[Stored data]

Issue #14470, opened 2025-07-06
shebangs in installed scripts do not respect extra args passed to the interpreter


mayeut:
### Summary

e.g. a script in the wheel looks like:
```
#!python -E
import sys


from cmake import cpack

if __name__ == '__main__':
    if sys.argv[0].endswith('-script.pyw'):
        sys.argv[0] = sys.argv[0][: -11]
    elif sys.argv[0].endswith('.exe'):
        sys.argv[0] = sys.argv[0][: -4]

    sys.exit(cpack())
```

The script gets installed as:
```
#!/bin/sh
'''exec' '/private/var/folders/hb/2n_7f3yn20v06lzz3129dtw80000gn/T/cibw-run-sz3abzyq/cp39-macosx_universal2/venv-test-x86_64/bin/python3' "$0" "$@"
' ''' -E

import sys


from cmake import cpack

if __name__ == '__main__':
    if sys.argv[0].endswith('-script.pyw'):
        sys.argv[0] = sys.argv[0][: -11]
    elif sys.argv[0].endswith('.exe'):
        sys.argv[0] = sys.argv[0][: -4]

    sys.exit(cpack())
```

The `-E` argument is not being written where it should be.
pip installing the same wheel creates a working script.
The [spec](https://packaging.python.org/en/latest/specifications/binary-distribution-format/#recommended-installer-features) is unclear but the assumption in pip (or maybe distutils) is that arguments present behind the interpreter shall be left untouched (i.e. not removed).

### Platform

macOS 15

### Version

uv 0.7.19

### Python version

Python 3.12.10

charliermarsh:
Seems reasonable to preserve if we can.

charliermarsh:
I just used `pip install` for a wheel containing this script:

```python
#!python -E
import sys
print("Python executable:", sys.executable)
print("Arguments:", sys.argv)
print("Environment isolated:", "-E" in sys.flags)
```

Here's the executable it put in my virtual environment:

```python
#!/Users/crmarsh/workspace/uv/.venv/bin/python
import sys
print("Python executable:", sys.executable)
print("Arguments:", sys.argv)
print("Environment isolated:", "-E" in sys.flags)
```

Your comment suggests that pip retains these, but it looks like it doesn't?

charliermarsh:
I've confirmed from the code that pip drops them, so going to do the same here.

PR #14519, opened 2025-07-09
Drop trailing arguments when writing shebangs

charliermarsh:
## Summary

## What you are asked to do
Your task is to reproduce the entries exactly, starting at the first line and ending with the line containing "it should be.".

## Solution to this exercise
Issue #14470, opened 2025-07-06
shebangs in installed scripts do not respect extra args passed to the interpreter


mayeut:
### Summary

e.g. a script in the wheel looks like:
```
#!python -E
import sys


from cmake import cpack

if __name__ == '__main__':
    if sys.argv[0].endswith('-script.pyw'):
        sys.argv[0] = sys.argv[0][: -11]
    elif sys.argv[0].endswith('.exe'):
        sys.argv[0] = sys.argv[0][: -4]

    sys.exit(cpack())
```

The script gets installed as:
```
#!/bin/sh
'''exec' '/private/var/folders/hb/2n_7f3yn20v06lzz3129dtw80000gn/T/cibw-run-sz3abzyq/cp39-macosx_universal2/venv-test-x86_64/bin/python3' "$0" "$@"
' ''' -E

import sys


from cmake import cpack

if __name__ == '__main__':
    if sys.argv[0].endswith('-script.pyw'):
        sys.argv[0] = sys.argv[0][: -11]
    elif sys.argv[0].endswith('.exe'):
        sys.argv[0] = sys.argv[0][: -4]

    sys.exit(cpack())
```

The `-E` argument is not being written where it should be.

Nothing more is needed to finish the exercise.